I think this discussion should be classified into section Mathematics, Physics and Philosophy of $n$Forum – general discussions on $n$Lab where it is classified now is about general policies and issues about $n$Lab, if I understood the scheme correctly.
Yes, I have moved it.
I observe a lot of trouble with the expression of the Latex-Like expressions in my browser (Using Chromium on a Linux OS) All of them are typesetted wrong in a way. Mostly because they are written ’to high’ relative to the text-line. Moreover in the last comment of Urs there are no expressions at all. I just see a repeated abstract icon ..
If you want I could send you a screen shot.
Unfortunately this way your comment is unreadable to me.
So what Urs said just describes how to construct the simplicial map from $Hom(X_m,Y_m)$ but of course not every map $f \in Hom(X_m,Y_m)$ extends to a simplicial morphism. In particular it must map degenerated simplices to degenerated simplices “of the same level of degeneration” and maps common faces to common faces.
Ok but that’s just tells us that there is a way.

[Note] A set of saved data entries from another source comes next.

PR #1061, opened 2026-09-02
JEP-0013 Phase 3 - operator image

RoddieKieley:
## Summary

JEP-0013 Phase 3 PR B**: make the MetricsStream hub from PR A runnable in-cluster.

Depends on **PR A**: https://github.com/jumpstarter-dev/jumpstarter/pull/1060

Do not merge until A is on `main`, then rebase this branch onto `main`. Related PRs C–E will be linked here as they are opened.

- Build and copy `/telemetry` in `controller/Containerfile` and `make build` / `docker-build-ci` (operator already `Command: ["/telemetry"]`; `main` still only ships `manager` + `router`).
- Expose telemetry HTTP metrics on Service/container port **8080**; `/healthz` and `/readyz` probes on that port (replacing TCP probes on gRPC `:9093`).
- CR: `spec.telemetry.metrics.scrapeTimeout`, `driverTypeEnum`, `exemplarKeys`. Defaults match JEP-0013 (`7s`, the driver-type enum, `client,lease_id`). **No** `ServiceMonitor` (Phase 5).
- Set `GRPC_TELEMETRY_ENDPOINT` so the telemetry process advertises the in-cluster Service DNS.

**TLS:** [#1023](https://github.com/jumpstarter-dev/jumpstarter/pull/1023) already landed telemetry TLS on `main`. This PR keeps that path (cert-manager **or** manual `spec.telemetry.grpc.tls.certSecret`, rolling-restart hash, non-fatal missing CA). It does **not** reimplement TLS.

**Lab:** in-cluster reverse-scrape of `GET /metrics` on Service port 8080 worked (port-forward). After driver ops, Python OpenMetrics exemplars still fail Go `parseMetricFamilies`; the hub from A omits that snapshot and increments `jumpstarter_metrics_parse_errors_total`. `spec.telemetry.metrics.exemplarKeys` only allowlists keys on the merge path **after** a successful parse — it does not fix exemplar decode. That remains A / JEP DD-3, not this PR.

## DEMO

The lab walkthrough for the stacked Phase 3 work (A+B+C+D+E plus lab-only Route) is on the fork demo branch, not this PR:

- [DEMO.md](https://github.com/RoddieKieley/jumpstarter/blob/jep-0013-phase3-demo/DEMO.md)
- [jep-0013-phase3-demo.cast](https://github.com/RoddieKieley/jumpstarter/blob/jep-0013-phase3-demo/jep-0013-phase3-demo.cast)

See [MetricsStream during the lease](https://github.com/RoddieKieley/jumpstarter/blob/jep-0013-phase3-demo/DEMO.md#metricsstream-during-the-lease) for the DD-3 exemplar limitation observed on `:8080`.

## How this PR fits the series

```mermaid
flowchart TB
  A["PR A #1060: proto + hub"]
  B["PR B this PR: image + metrics port + scrape CR"]
  C["PR C: exporter MetricsStream client"]
  D["PR D: Loki HTTP push"]
  E["PR E: jmp PushLogs"]
  A --> B
  A --> C
  B --> D
  D --> E
```

| PR | Branch | Status |
|----|--------|--------|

So HOW TO construct this subset? Because this is a finite recursion there must be some kind of algorithmic process starting at $Hom(X_0,Y_0)$ and terminating at $Hom(X_m,Y_m)$
(Maybe this is just a philosophical disput on what a solution to such a problem means. Just to say that there is a solution is in my mind just a prestep to giving a solution, at least if a solution is constructable)
So HOW TO construct this subset?
First consider the adjunction isomorphism
$Hom_{sSet}(X,Y) \simeq Hom_{sSet}(X, cosk tr Y) \simeq Hom_{sSet_{n+1}}(tr X, tr Y)$and then the defining inclusion $Hom_{sSet_{n+1}}(tr X, tr Y) \hookrightarrow Hom_{Set}(X_{n+1}, Y_{n+1})$.
Is that not what you are after?
Finally yes… But the question is more than that. Suppose I have $Hom_{sSet}(sk^0X,Y)$ then because $sk^0X$ has only degenerated simplices in dimension $\geq 1$ we have $Hom_{sSet}(sk^0X,Y) \simeq Hom_{Set}(X_0,Y_0)$
Ok. That’s the beginning of the induction.
Now suppose we have $Hom_{sSet}(sk^k X,Y) \hookrightarrow Hom_{Set}(X_k,Y_k)$ is it possible and if yes HOW, to get $Hom_{sSet}(sk^{k+1} X,Y) \hookrightarrow Hom_{Set}(X_{k+1},Y_{k+1})$ from this data?
Then this would be the induction step.
After doing this $m$ times we could stop since we have what Urs wrote in his last post.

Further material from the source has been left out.